-- Task --
The answer must be every line of the records below that contains the word "links".

-- Saved data entries --
──────────

PR #28952, opened 2021-04-05
rosdep: OpenEmbedded updates

shr-project:
https://layers.openembedded.org/layerindex/recipe/555/
https://layers.openembedded.org/layerindex/recipe/102135/
https://layers.openembedded.org/layerindex/recipe/5626/
https://layers.openembedded.org/layerindex/recipe/23543/

### DIFF
--- a/rosdep/python.yaml
+++ b/rosdep/python.yaml
@@ -6947,7 +6947,7 @@ python3-pycryptodome:
   fedora: [python3-pycryptodomex]
   gentoo: [dev-python/pycryptodome]
   nixos: [python3Packages.pycryptodomex]
-  openembedded: [python3-pycryptodome@meta-python]
+  openembedded: [python3-pycryptodomex@meta-python]
   osx:
     pip:
       packages: [pycryptodome]
--- a/rosdep/base.yaml
+++ b/rosdep/base.yaml
@@ -23,6 +23,7 @@ acl:
   fedora: [acl, libacl-devel]
   gentoo: [sys-apps/acl]
   nixos: [acl]
+  openembedded: [acl@openembedded-core]
   rhel: [acl, libacl-devel]
   ubuntu: [acl, libacl1-dev]
 acpi:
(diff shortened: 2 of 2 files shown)


clalancette:
What's the status with this one?  Should we review it for possible inclusion?  If so, can you add links to the description so we can look at where all of the package names are coming from for OpenEmbedded?  Thanks.

shr-project:
> What's the status with this one? Should we review it for possible inclusion? If so, can you add links to the description so we can look at where all of the package names are coming from for OpenEmbedded? Thanks.

It's ready for review and merge, the links are in individual commit messages which added them:
    https://layers.openembedded.org/layerindex/recipe/555/
    https://layers.openembedded.org/layerindex/recipe/102135/
    https://layers.openembedded.org/layerindex/recipe/5626/
    https://layers.openembedded.org/layerindex/recipe/23543/

clalancette (approved):

rosdep/python.yaml
```diff
@@ -6670,7 +6670,7 @@ python3-pycryptodome:
   debian: [python3-pycryptodome]
   fedora: [python3-pycryptodomex]
   gentoo: [dev-python/pycryptodome]
-  openembedded: [python3-pycryptodome@meta-python]
+  openembedded: [python3-pycryptodomex@meta-python]
```
jacobperron, line 6673: I can't find this package in meta-python: https://layers.openembedded.org/layerindex/branch/master/layer/meta-python

It seems to only be in meta-python2: https://layers.openembedded.org/layerindex/recipe/114445/

shr-project: That's because in gatesgarth release it was moved from meta-python to oe-core, see:

https://git.openembedded.org/meta-openembedded/commit/?id=a8f3c00d8d113b46a49584682e10435157d516ca
https://git.openembedded.org/openembedded-core/commit/?id=a96f815c53364b119b5743b8b7100eb5588d5cf5

So @meta-python is correct for LTS release dunfell and for newer releases @openembedded-core would be more correct, but luckily these @ suffixes aren't used for anything (dropped by superflore), so it doesn't matter.

ivanpauno (approved):
LGTM!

──────────

-- Solution below --
What's the status with this one?  Should we review it for possible inclusion?  If so, can you add links to the description so we can look at where all of the package names are coming from for OpenEmbedded?  Thanks.
> What's the status with this one? Should we review it for possible inclusion? If so, can you add links to the description so we can look at where all of the package names are coming from for OpenEmbedded? Thanks.
It's ready for review and merge, the links are in individual commit messages which added them:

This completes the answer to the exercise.